**Work item:** Which lines of the entries below contain the string "https"? Copy each one.

(Records excerpted from a collection)

= = = = = = =

PR #4030, opened 2025-03-20
Dockerfile git clones to be quiet and shallow

### LINKED ISSUE #4022: [CI] Dockerfile enhancements: cloning

Breakout of #4021.
Also see overall Dockerfile analysis for context.

Refresher:
- we clone too much in size (full history), while we do not need it - github clones for a cold-cache run account for about 1G of content
- we clone too often - we should only ever clone any given project _once_ per run

Suggesting that:
1. we git clone --quiet (less noise on the logs)
2. we git clone --depth 1 (reduce network traffic and cache size)
3. we separate clone and build - *one clone* when building multi-arch, and use mounts for build to avoid unnecessary copies (reduce network traffic and cache size)

For reference, one way to do it:
- clone _once_ : https://github.com/farcloser/lepton/blob/main/Dockerfile#L278-L290
- build multi-arch with mount: https://github.com/farcloser/lepton/blob/main/Dockerfile#L534

Note that _if_ we want to keep building using other projects build scripts, we would have to bind mounts RW (as most of these scripts do not allow to build out of tree). I personally believe we should build directly ourselves in most cases instead of relying on Makefiles / scripts (see #4021 for reasons).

= = = = = = =

**Expected answer:**
- clone _once_ : https://github.com/farcloser/lepton/blob/main/Dockerfile#L278-L290
- build multi-arch with mount: https://github.com/farcloser/lepton/blob/main/Dockerfile#L534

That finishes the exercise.